_ABOUT THIS EXERCISE_. What you give back must match the data character for character.

_Saved entries_.
··········
PR #1026, opened 2021-08-11
Fix heartbeat job alert by summing values from all pods

chaodaiG:


prow/oss/terraform/modules/alerts/main.tf
```diff
@@ -123,9 +123,10 @@ resource "google_monitoring_alert_policy" "heartbeat-job-stale" {
       | filter
           (metric.job_name == '${var.heartbeat_job.job_name}'
           && metric.state == 'success')
-      | align delta(${var.heartbeat_job.interval})
+      | sum # Combining values reported by all prow-controller-manager pods
+      | align delta_gauge(${var.heartbeat_job.interval})
```
cjwagner, line 127: Probably doesn't make a difference here, but I don't think this needs to be converted to a gauge.

cjwagner (approved):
··········
_EXERCISE RESULT_.
PR #1026, opened 2021-08-11
Fix heartbeat job alert by summing values from all pods

chaodaiG:


prow/oss/terraform/modules/alerts/main.tf
```diff
@@ -123,9 +123,10 @@ resource "google_monitoring_alert_policy" "heartbeat-job-stale" {
       | filter
           (metric.job_name == '${var.heartbeat_job.job_name}'
           && metric.state == 'success')
-      | align delta(${var.heartbeat_job.interval})
+      | sum # Combining values reported by all prow-controller-manager pods
+      | align delta_gauge(${var.heartbeat_job.interval})
```
cjwagner, line 127: Probably doesn't make a difference here, but I don't think this needs to be converted to a gauge.

cjwagner (approved):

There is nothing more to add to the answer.